:: WHAT THE EXERCISE ASKS ::
Find the line containing "PR #3435, opened 2025-02-17" in the entries below. Restate it and each line after it, word for word, up to and including the line containing "I'm done with".

:: EXCERPTED RECORDS ::
<<<<
Issue #3431, opened 2025-02-14
Reject all events with daily recurrence during import from external calendar


MizukiTemma:
### Motivation

Currently events with daily recurrence are imported as long-term event if any end date (event end date or recurrence end date) is provided. This result in, however, interval of recurrence goes lost. 

### Proposed Solution

Reject all events with daily recurrence, even if they have any end date.

### Alternatives

None

### Additional Context

Find the contect [here](https://chat.tuerantuer.org/digitalfabrik/pl/joh7fm8i7in6dmrq769ocnznoa)

PR #3432, opened 2025-02-14
Reject all daily events in import

MizukiTemma:
### Short description

This PR changes the event import functionality so no event with daily recurrence can be imported.

### Proposed changes

- Check the frequency and raise error if it is daily

### Side effects

- None?

### Resolved issues

Fixes: #3431 

### DIFF
--- a/integreat_cms/cms/utils/external_calendar_utils.py
+++ b/integreat_cms/cms/utils/external_calendar_utils.py
@@ -114,21 +114,14 @@ class IcalEventData:
 
         recurrence_rule = None
         if "RRULE" in event:
-            if (
-                event.decoded("RRULE")["FREQ"] == ["DAILY"]
-                and event.decoded("RRULE")["UNTIL"]
-            ):
-                if start_date == end_date:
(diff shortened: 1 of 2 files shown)


JoeyStk (commented):
Thank you very much! The code runs as expected and didn't cause problems. I only have one concern / one thing we should think of.
I imported the test calendar from Nextcloud that we used to test the imports. In there we have one event that repeats every day and one that repeats every two days. Both failed to be imported. I take it that this is expected. I just want to double check with @osmers and/or @hauf-toni if this is really what we want :)

osmers:
I can see the problem that this is not very transparent for municipalities bcs they cannot see the import option and which events failed). On the other hand, so far we have no municipality using the import function (I think)...
Is this an issue we can tackle later? As in, approve this now but open another issue on how to deal with these events to that they fit the new event design?

JoeyStk (approved):

MizukiTemma:
@osmers 
Thank you for reply. An issue is opened for the thema #3443

charludo (approved):
Thank you! 🎉

Issue #3434, opened 2025-02-17
Remove contact cards from linkchecker


JoeyStk:
### Motivation

As there are a few issues (#3280, #3398 and #3399 ) when it comes to contact cards and linkchecker, it was decided in https://github.com/digitalfabrik/integreat-cms/issues/3399#issuecomment-2653273426 that contact cards should be removed from the linkchecker as a temporary solution.

### Proposed Solution

Completely remove the contact cards from linkchecker for now.

### Alternatives

The long term solution is not yet perfectly defined, but is probably something like this: https://github.com/digitalfabrik/integreat-cms/issues/3399#issuecomment-2651352879. Needs to be discussed further.

### User Story

As a user of the CMS I don't want to get confused by outdated and faulty information from contact cards.

### Additional Context

#3280, #3398 and #3399

### Design Requirements

None

### Related Issues

#3280, #3398 and #3399

Issue #3413, opened 2025-02-10
recurrence field automatically selects daily


osmers:
### Describe the Bug
When adding a new event and setting the recurrence option - daily is automatically selected (which when trying to save the event, throws an error bcs daily cannot be selected)

### Steps to Reproduce

1. Go to https://cms-test.integreat-app.de/birkenfeld/events/de/
2. Click on Create event
3. Check box recurring
4. See daily being selected automatically

### Expected Behavior
Choice field is empty

### Actual Behavior
Choice field shows daily

### Additional Information

![Image](https://github.com/user-attachments/assets/db35037d-9600-43f9-9b05-403304a0c76f)

JoeyStk:
Next idea: set this field to None during creation might fix this

MizukiTemma:
With a dump data you can reproduce this bug locally.

The cause was orhaned recurrence rule objects.

#3355 brought a migration, which converts daily events with end date into long-term evets. Those events were deprived of their recurrence rules, and these recurrence rules were not deleted.

When an event form is opened, we pick up the rucurrence rule instance of the event, assuming we get `None` if the user is creating a new event (if it is `None`, the defaul value "Weekly" appears as pre-selected).
`recurrence_rule_instance = RecurrenceRule.objects.filter(
            event=event_instance,
        ).first()`
Now there are recurrence rule objects that have no relation to any event object. One of them is picked up when an new event is being created. All the orphaned recurrence rules are "daily". That's why now we are getting "Daily" automatically selected when creating a new event.


Solution1: just delete orphaned recurrence rule objects.
Solution2: fix the migration (related to [this thema](https://chat.tuerantuer.org/digitalfabrik/pl/4c3qjpx563yhdr18xnz5pxa6ho))

@JoeyStk FYI

MizukiTemma:
@osmers @@hauf-toni @JoeyStk 

As the migration stays unchanged, I have applied the solution 1.

JoeyStk:
@MizukiTemma thank you very much! Is there still something that needs to be done or can this issue be closed once this has been tested? :) 
Also do we also have to delete the orphaned recurrence rule objects on the live system after the release? :)

MizukiTemma:
> [@MizukiTemma](https://github.com/MizukiTemma) thank you very much! Is there still something that needs to be done or can this issue be closed once this has been tested? :)

Can you once confirm this issue and #3414 are solved? Then we can close them 😸 

[...]

Issue #3397, opened 2025-02-05
Empty columns should contain "-" and should be clickable


nikolahoff:
### Describe the Bug
At the moment lists have an empty field when there is no data entered and these items are not clickable.

### Steps to Reproduce

1. Go to ['...'](https://admin.integreat-app.de/testumgebung/contact/)
2. Click on empty field "website"
3. -
4. See error: not clickable

### Expected Behavior
We should show an "-" where is an empty field in a list. And this field should then be clickable.

charludo:
Should this task also include reordering the columns? If so, which one moves to the very left?

JoeyStk:
@nikolahoff In feedback we also have columns that might be empty (s. screenshot). Should I add the dash there too? :)

![Image](https://github.com/user-attachments/assets/4e0614e7-e2c2-420a-8469-1132368d2e64)

nikolahoff:
@charludo That's a good point, I think we could change the order then of "Name of related location" and "Point of contact for". 
@JoeyStk yes I think we should change it in all lists as well

PeterNerlich:
I propose usage of an en-dash (`–`) or maybe even em-dash (`—`)

JoeyStk:
@PeterNerlich In general I agree with what you're saying but since we're using icons for this and there are not en-dashes or em-dashes as icons in lucide, only minuses I think our best bet is to use them :)

PR #3364, opened 2025-01-24
Rename offline app to phone/mobile app

JoeyStk:
### Short description

As part of the feature to add page based statistics it was decided to use the term phone/mobile app instead of offline app.  

### Proposed changes

- Change offline app to phone app
- Adjust webapp from different variations to Web-App, as recommended by Duden

### Side effects

- Is mobile app better than phone app for the English version? I'm torn...  

### Resolved issues

Fixes: -

__________________________________________________

[Pull Request Review Guidelines](https://digitalfabrik.github.io/integreat-cms/pull-request-review-guide.html)

PR #3435, opened 2025-02-17
Release `2025.2.1`

MizukiTemma:
# Release notes

- [ [#3070](https://github.com/digitalfabrik/integreat-cms/issues/3070) ] Add a new event type "long-term" for events longer than 28 days
- [ [#3072](https://github.com/digitalfabrik/integreat-cms/issues/3072) ] Fix styling of page preview
- [ [#3364](https://github.com/digitalfabrik/integreat-cms/issues/3364) ] Rename offline app to phone/mobile app
- [ [#3397](https://github.com/digitalfabrik/integreat-cms/issues/3397) ] Add icon for empty columns
- [ [#2995](https://github.com/digitalfabrik/integreat-cms/issues/2995) ] Add contact management

ToDos before the release
- [x] #3432 
- [x] Confirmation by @juliankehne that #3413 and #3414 are now solved on the test server
- [x] #3454 
- [x] #3455 

If the contact management system passes all checks by @juliankehne 
- [x] Add a release note for the contact management system

ToDos after the relase
- [ ] Delete all orphaned recurrence rule objects.

To release the contact management system together
- [x] #3397 
- [x] #3257 
- [x] #3434 
- [x] #2957 
- [x] #2958


charludo:
Do we already have a release note for contacts?

JoeyStk:
> Add a release note for the contact management system

There is already [one on develop](github.com/digitalfabrik/integreat-cms/blob/3ebe4982927fa09c0fce611c31ab5ed41050f1ee/integreat_cms/release_notes/current/unreleased/2955.yml), so we would need to delete it, if it doesn't get accepted by testing

juliankehne (commented):
@MizukiTemma @JoeyStk 
I'm done with my testing for today:

The biggest blocker is missing permissions for the user roles for contacts. I couldn't test those today.

Found a strange issue leading to a Internal Server Error for some contacts on Update and Updating pages/poi/events they are used in, no idea how it can be reproduced: https://github.com/digitalfabrik/integreat-cms/issues/3453
My feeling is that only 'older' contacts were somehow affected, but I might be wrong.

Contact suggestions:
The loading times are personally not acceptable for a release. I don't know how much faster it will be on production. Issue: https://github.com/digitalfabrik/integreat-cms/issues/3452 
Smaller regions are fine, but e.g. Augsburg, Dortmund, especially Munich will probably have problems when it potentially loads for several minutes.
Didn't see other issues besides wrong some wording in DE.

Otherwise regression tests & events were ok.

MizukiTemma:
@juliankehne Thank you for testing!

- #3454 will fix the German translation.
- I'll open a PR to fix the permission problem. If it doesn't work, we can manually change the setting in the menu "Role".

@hauf-toni 
Should we hide the contact suggestion in this release? I don't think the performance problem will be solved quickly. We can of course release it together under the motto "Better than nothing" 🤔

MizukiTemma:
@juliankehne 
The problem with permission must be solved now :smile_cat: Could you test again?

MizukiTemma:
Orphaned recurrence rule objects were deleted.

PR #3455, opened 2025-02-19
Update permission setting for contact

MizukiTemma:
### Short description

This PR adds a migration that updates the permission settings of contact objects

### Proposed changes

- Do the same with #1988 where a similar permission change was introduced

### Side effects

- I hope none 🙈 

### Resolved issues

Fixes: # /

### DIFF
--- a/integreat_cms/cms/migrations/0115_update_contact_permission.py
+++ b/integreat_cms/cms/migrations/0115_update_contact_permission.py
@@ -1,0 +1,50 @@
+from __future__ import annotations
+
+from typing import TYPE_CHECKING
+
+from django.db import migrations
+
+from ..constants import roles
+
+if TYPE_CHECKING:
+    from django.apps.registry import Apps
+    from django.db.backends.base.schema import BaseDatabaseSchemaEditor
+
+
+def update_roles(
+    apps: Apps,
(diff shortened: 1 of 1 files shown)


integreat_cms/cms/migrations/0115_update_contact_permission.py
```diff
@@ -0,0 +1,50 @@
...
+    # We can't import the Person model directly as it may be a newer
+    # version than this migration expects. We use the historical version.
+    Group = apps.get_model("auth", "Group")
+    Permission = apps.get_model("auth", "Permission")
+
+    # Assign the correct permissions
+    for role_name in dict(roles.CHOICES):
+        group, _ = Group.objects.get_or_create(name=role_name)
+        # Clear permissions
+        group.permissions.clear()
```
JoeyStk, line 32: Why do we need this step? :)

MizukiTemma: @JoeyStk I actually copy&pasted from #1988 :see_no_evil: but so far I understood, it's safer to once clear and re-assign the permission of all roles instead of changing/modifying partially, as this always works regardless of how the role and permission are set at the moment this migration is run.

charludo (approved):
LGTM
>>>>
:: WORKED SOLUTION ::
PR #3435, opened 2025-02-17
Release `2025.2.1`

MizukiTemma:
# Release notes

- [ [#3070](https://github.com/digitalfabrik/integreat-cms/issues/3070) ] Add a new event type "long-term" for events longer than 28 days
- [ [#3072](https://github.com/digitalfabrik/integreat-cms/issues/3072) ] Fix styling of page preview
- [ [#3364](https://github.com/digitalfabrik/integreat-cms/issues/3364) ] Rename offline app to phone/mobile app
- [ [#3397](https://github.com/digitalfabrik/integreat-cms/issues/3397) ] Add icon for empty columns
- [ [#2995](https://github.com/digitalfabrik/integreat-cms/issues/2995) ] Add contact management

ToDos before the release
- [x] #3432 
- [x] Confirmation by @juliankehne that #3413 and #3414 are now solved on the test server
- [x] #3454 
- [x] #3455 

If the contact management system passes all checks by @juliankehne 
- [x] Add a release note for the contact management system

ToDos after the relase
- [ ] Delete all orphaned recurrence rule objects.

To release the contact management system together
- [x] #3397 
- [x] #3257 
- [x] #3434 
- [x] #2957 
- [x] #2958


charludo:
Do we already have a release note for contacts?

JoeyStk:
> Add a release note for the contact management system

There is already [one on develop](github.com/digitalfabrik/integreat-cms/blob/3ebe4982927fa09c0fce611c31ab5ed41050f1ee/integreat_cms/release_notes/current/unreleased/2955.yml), so we would need to delete it, if it doesn't get accepted by testing

juliankehne (commented):
@MizukiTemma @JoeyStk 
I'm done with my testing for today:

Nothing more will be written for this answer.